The answer must be every line of the records below that holds the word "tokenAmount".
--
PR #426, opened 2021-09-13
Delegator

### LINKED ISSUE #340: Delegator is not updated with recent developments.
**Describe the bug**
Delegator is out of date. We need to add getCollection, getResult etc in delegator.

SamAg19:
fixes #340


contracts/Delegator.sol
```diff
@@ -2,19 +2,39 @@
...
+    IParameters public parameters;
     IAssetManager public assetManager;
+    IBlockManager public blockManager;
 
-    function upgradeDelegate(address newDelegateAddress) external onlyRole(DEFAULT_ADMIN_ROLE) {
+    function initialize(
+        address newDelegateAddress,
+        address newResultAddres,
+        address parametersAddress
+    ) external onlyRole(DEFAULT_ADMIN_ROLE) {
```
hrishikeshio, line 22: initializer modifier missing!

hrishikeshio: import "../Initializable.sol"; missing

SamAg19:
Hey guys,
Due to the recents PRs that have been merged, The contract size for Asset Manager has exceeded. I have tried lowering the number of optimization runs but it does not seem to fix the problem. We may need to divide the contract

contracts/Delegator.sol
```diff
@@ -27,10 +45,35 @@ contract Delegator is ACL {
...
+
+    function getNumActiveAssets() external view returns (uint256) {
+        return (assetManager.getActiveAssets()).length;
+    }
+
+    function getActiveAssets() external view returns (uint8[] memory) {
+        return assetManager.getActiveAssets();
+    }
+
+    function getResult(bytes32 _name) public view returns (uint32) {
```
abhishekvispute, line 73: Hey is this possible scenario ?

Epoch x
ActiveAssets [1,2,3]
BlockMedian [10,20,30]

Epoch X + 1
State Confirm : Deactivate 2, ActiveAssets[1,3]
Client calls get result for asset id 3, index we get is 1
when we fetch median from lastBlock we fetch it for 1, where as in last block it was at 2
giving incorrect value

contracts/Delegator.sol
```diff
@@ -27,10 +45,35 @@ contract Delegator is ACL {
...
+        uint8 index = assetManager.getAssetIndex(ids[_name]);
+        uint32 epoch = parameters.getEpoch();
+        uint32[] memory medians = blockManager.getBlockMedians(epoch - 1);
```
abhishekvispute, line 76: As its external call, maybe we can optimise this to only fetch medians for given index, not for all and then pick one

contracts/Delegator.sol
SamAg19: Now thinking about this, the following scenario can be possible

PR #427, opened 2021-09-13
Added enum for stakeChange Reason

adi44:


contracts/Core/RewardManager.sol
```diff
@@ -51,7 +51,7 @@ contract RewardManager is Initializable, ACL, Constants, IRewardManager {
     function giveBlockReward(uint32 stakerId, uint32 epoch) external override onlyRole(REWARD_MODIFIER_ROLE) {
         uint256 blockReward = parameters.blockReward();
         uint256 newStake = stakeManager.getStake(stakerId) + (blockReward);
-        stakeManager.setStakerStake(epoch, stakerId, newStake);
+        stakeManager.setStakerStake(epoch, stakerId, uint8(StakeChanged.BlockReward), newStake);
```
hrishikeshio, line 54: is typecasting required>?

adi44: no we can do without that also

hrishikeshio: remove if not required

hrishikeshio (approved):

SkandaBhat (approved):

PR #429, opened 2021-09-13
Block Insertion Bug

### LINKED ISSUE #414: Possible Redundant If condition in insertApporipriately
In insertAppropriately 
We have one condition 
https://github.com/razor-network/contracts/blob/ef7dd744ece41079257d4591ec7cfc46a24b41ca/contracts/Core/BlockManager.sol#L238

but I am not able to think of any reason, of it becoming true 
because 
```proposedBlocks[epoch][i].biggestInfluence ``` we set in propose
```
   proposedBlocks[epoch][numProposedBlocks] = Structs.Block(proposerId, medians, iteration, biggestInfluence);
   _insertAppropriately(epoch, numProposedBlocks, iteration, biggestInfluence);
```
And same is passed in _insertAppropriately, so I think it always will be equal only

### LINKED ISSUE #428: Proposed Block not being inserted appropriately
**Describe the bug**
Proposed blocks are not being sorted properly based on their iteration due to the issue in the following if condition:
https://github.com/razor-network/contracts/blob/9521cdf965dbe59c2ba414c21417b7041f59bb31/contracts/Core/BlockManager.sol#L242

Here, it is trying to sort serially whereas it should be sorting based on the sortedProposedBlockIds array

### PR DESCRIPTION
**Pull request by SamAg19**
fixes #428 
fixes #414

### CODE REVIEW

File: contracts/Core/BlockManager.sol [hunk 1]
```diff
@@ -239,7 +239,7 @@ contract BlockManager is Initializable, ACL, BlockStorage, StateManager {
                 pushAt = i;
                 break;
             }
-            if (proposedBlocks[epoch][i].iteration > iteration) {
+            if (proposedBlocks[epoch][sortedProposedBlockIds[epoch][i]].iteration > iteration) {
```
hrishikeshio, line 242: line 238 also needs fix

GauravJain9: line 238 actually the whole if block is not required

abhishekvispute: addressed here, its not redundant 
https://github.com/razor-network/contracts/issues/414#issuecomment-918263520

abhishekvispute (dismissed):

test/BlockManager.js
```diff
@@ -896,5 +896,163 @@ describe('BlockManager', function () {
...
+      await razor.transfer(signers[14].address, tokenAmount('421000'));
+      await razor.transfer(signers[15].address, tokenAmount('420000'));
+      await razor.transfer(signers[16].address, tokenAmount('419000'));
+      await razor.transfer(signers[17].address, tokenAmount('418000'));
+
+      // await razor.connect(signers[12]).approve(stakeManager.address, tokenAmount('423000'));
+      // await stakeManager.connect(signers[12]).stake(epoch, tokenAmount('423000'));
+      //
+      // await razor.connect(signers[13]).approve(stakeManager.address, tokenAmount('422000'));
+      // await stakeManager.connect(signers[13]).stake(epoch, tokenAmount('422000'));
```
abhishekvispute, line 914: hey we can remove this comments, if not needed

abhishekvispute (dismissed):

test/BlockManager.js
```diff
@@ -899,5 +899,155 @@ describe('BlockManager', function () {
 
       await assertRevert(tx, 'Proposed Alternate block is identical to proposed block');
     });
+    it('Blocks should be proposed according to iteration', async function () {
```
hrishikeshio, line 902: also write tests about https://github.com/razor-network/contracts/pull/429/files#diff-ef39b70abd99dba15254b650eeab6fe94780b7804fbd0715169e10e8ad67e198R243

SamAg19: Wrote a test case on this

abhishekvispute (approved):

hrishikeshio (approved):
--
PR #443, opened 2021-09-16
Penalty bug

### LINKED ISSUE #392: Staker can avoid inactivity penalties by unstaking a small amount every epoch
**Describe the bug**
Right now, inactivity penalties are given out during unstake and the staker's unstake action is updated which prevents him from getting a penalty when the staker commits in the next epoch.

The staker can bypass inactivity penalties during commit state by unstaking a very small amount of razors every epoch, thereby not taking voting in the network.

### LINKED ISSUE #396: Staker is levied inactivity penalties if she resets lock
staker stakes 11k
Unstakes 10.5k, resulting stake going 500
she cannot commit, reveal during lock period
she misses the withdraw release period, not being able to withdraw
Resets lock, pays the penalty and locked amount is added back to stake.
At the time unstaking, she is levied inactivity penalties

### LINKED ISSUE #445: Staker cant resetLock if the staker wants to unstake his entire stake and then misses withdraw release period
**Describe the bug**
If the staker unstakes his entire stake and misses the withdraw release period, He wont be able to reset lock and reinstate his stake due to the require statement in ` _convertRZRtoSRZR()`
--
* [Exercise output]
+      await razor.transfer(signers[14].address, tokenAmount('421000'));
+      await razor.transfer(signers[15].address, tokenAmount('420000'));
+      await razor.transfer(signers[16].address, tokenAmount('419000'));
+      await razor.transfer(signers[17].address, tokenAmount('418000'));
+      // await razor.connect(signers[12]).approve(stakeManager.address, tokenAmount('423000'));
+      // await stakeManager.connect(signers[12]).stake(epoch, tokenAmount('423000'));
+      // await razor.connect(signers[13]).approve(stakeManager.address, tokenAmount('422000'));
+      // await stakeManager.connect(signers[13]).stake(epoch, tokenAmount('422000'));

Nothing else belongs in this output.